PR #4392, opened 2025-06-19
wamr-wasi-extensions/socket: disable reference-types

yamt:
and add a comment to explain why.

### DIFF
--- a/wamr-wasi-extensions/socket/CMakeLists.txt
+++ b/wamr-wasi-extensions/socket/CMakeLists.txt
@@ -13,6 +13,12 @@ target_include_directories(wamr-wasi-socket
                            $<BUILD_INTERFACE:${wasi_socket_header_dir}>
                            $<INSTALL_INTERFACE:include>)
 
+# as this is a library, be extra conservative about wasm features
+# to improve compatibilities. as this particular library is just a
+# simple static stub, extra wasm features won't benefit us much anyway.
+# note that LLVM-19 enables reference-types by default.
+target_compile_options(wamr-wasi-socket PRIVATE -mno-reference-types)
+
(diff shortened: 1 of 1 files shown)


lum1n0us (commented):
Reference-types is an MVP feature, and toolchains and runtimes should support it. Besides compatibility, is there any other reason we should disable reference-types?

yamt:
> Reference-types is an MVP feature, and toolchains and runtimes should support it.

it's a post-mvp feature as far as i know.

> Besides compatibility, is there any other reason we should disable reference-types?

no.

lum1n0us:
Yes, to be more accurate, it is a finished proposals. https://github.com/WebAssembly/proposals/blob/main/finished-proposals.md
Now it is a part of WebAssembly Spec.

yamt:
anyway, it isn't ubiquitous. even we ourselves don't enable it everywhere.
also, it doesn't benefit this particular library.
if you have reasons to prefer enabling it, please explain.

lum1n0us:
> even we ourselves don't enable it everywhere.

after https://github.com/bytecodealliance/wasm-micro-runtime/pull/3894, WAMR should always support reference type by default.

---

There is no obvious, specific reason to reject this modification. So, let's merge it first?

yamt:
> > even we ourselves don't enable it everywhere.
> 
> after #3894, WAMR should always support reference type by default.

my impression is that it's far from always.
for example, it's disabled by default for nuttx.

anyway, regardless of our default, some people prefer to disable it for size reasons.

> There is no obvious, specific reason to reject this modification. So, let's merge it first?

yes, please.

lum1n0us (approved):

......

EXERCISE GOAL:
Your answer should repeat every entry exactly.

REPLY TO THE TASK:
PR #4392, opened 2025-06-19
wamr-wasi-extensions/socket: disable reference-types

yamt:
and add a comment to explain why.

### DIFF
--- a/wamr-wasi-extensions/socket/CMakeLists.txt
+++ b/wamr-wasi-extensions/socket/CMakeLists.txt
@@ -13,6 +13,12 @@ target_include_directories(wamr-wasi-socket
                            $<BUILD_INTERFACE:${wasi_socket_header_dir}>
                            $<INSTALL_INTERFACE:include>)
 
+# as this is a library, be extra conservative about wasm features
+# to improve compatibilities. as this particular library is just a
+# simple static stub, extra wasm features won't benefit us much anyway.
+# note that LLVM-19 enables reference-types by default.
+target_compile_options(wamr-wasi-socket PRIVATE -mno-reference-types)
+
(diff shortened: 1 of 1 files shown)


lum1n0us (commented):
Reference-types is an MVP feature, and toolchains and runtimes should support it. Besides compatibility, is there any other reason we should disable reference-types?

yamt:
> Reference-types is an MVP feature, and toolchains and runtimes should support it.

it's a post-mvp feature as far as i know.

> Besides compatibility, is there any other reason we should disable reference-types?

no.

lum1n0us:
Yes, to be more accurate, it is a finished proposals. https://github.com/WebAssembly/proposals/blob/main/finished-proposals.md
Now it is a part of WebAssembly Spec.

yamt:
anyway, it isn't ubiquitous. even we ourselves don't enable it everywhere.
also, it doesn't benefit this particular library.
if you have reasons to prefer enabling it, please explain.

lum1n0us:
> even we ourselves don't enable it everywhere.

after https://github.com/bytecodealliance/wasm-micro-runtime/pull/3894, WAMR should always support reference type by default.

---

There is no obvious, specific reason to reject this modification. So, let's merge it first?

yamt:
> > even we ourselves don't enable it everywhere.
> 
> after #3894, WAMR should always support reference type by default.

my impression is that it's far from always.
for example, it's disabled by default for nuttx.

anyway, regardless of our default, some people prefer to disable it for size reasons.

> There is no obvious, specific reason to reject this modification. So, let's merge it first?

yes, please.

lum1n0us (approved):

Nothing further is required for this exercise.